One of the most influential neocon commentators, Charles Krauthammer, has made the point that “Israel’s leaders do not seem to understand how ruinous a military failure in Lebanon would be to its relationship with America, Israel’s most vital lifeline”. In his view: “America’s green light for Israel to defend itself is seen as a favour to Israel. But that is a tendentious, misleading partial analysis. The green light – indeed the encouragement – is also an act of clear self-interest. America wants, America needs, a decisive Hezbollah defeat”. Krauthammer points out that an Israeli defeat of Hezbollah “would be a huge loss for Iran, both psychologically and strategically. Iran would lose its foothold in Lebanon. It would lose its major means to destabilize and inject itself into the heart of the Middle East. It would be shown to have vastly overreached in trying to establish itself as the regional superpower.” In using such language Krauthammer is echoing a much more general view within the Bush administration, discussed earlier in this series: namely, that “Iran is the real problem, and that it is appropriate for Israel to cripple or even destroy its surrogate, Hezbollah, across the border in Lebanon”.

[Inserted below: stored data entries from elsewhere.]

PR #1048, opened 2021-04-01
Add script for converting import data files

jcoglan:
To perform the initial import of new delivery partners' records into
RODA, we need to take the spreadsheets they've provided and convert them
into the schema supported by the transaction and forecast importers.

To run the script:

    $ ruby script/convert_import.rb \
        --level C \
        --input path/to/input_file.csv \
        --output path/to/output

This reads the data from `path/to/input_file.csv` and writes two new
files: `path/to/output_transactions.csv` and
`path/to/output_forecasts.csv`, which will be compatible with our
existing importers. It does not write anything to the database or
interact with the application in any other way, it purely converts one
CSV file into two others.

The `--level` option must be either `C` or `D` to indicate the level of
the activities being imported.

The main job of this converter is to recognise the various ways that
identifiers, transactions and forecasts are represented in the files
we've been provided, and canonicalise them.

Identifiers are presented as two columns: `Parent RODA ID` and `RODA ID
Fragment`, as is usual for creating new activities. To build the RODA ID
of the new activity we combine these fields with either `-` at level C
or the empty string at level D.

Transactions are presented column-wise, whereas our importer expects
them row-wise, with these standard columns:

    Activity RODA Identifier
    Financial Year
    Financial Quarter
    Value

So we convert a single input row into multiple possible output rows by
matching column headings that represent transactions. We recognise the
following formats that we have observed in files provided to us:

    Act <yyyy>/<yy> FY Q<q> (<month>, <month>, <month>)
    Act <yyyy>/<yy> Q<q>
    Q<q> <yyyy>-<yyyy> actuals

We extract the year and quarter from these and emit one row of output
for each column we find in the input.

Forecasts are presented column-wise and are also consumed column-wise by
our importer, but there are many different heading formats in the input
we've been given. They include:

    FC Q<q> <yyyy>-<yy>
    FC Q<q> <yyyy>
    FC <yyyy>/<yy> FY Q<q> (<month>, <month>, <month>)
    Q<q> <yyyy>-<yyyy> forecast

From such a perspective there are now ominous signs of Hizbollah resilience, coupled with recognition that anything short of a comprehensive defeat by Israel would be seen as a victory that would further embolden Tehran. In these circumstances, Olmert and possibly Rice will take the blame. Charles Krauthammer’s criticism of Olmert may be a journalistic foretaste of political judgments to come; ** Olmert’s “…search for victory on the cheap has jeopardized not just the Lebanon operation but America’s confidence in Israel as well. That confidence – and the relationship it reinforces – is as important to Israel’s survival as its own army. The tremulous Olmert seems not to have a clue.”** The remarkably close relationship between Israel and the United States has evolved over forty years and has probably never been closer than under George W Bush; an especially important factor here is the religious connection involving the evangelical Christian churches and especially Christian Zionism (see “Christian Zionists and neocons: a heavenly marriage” 3 February 2005). That this relationship is now under strain gives some indication of the unexpected impact of the Lebanon war of 2006, an impact that may now have considerable and long-term implications for Bush’s overall war on terror.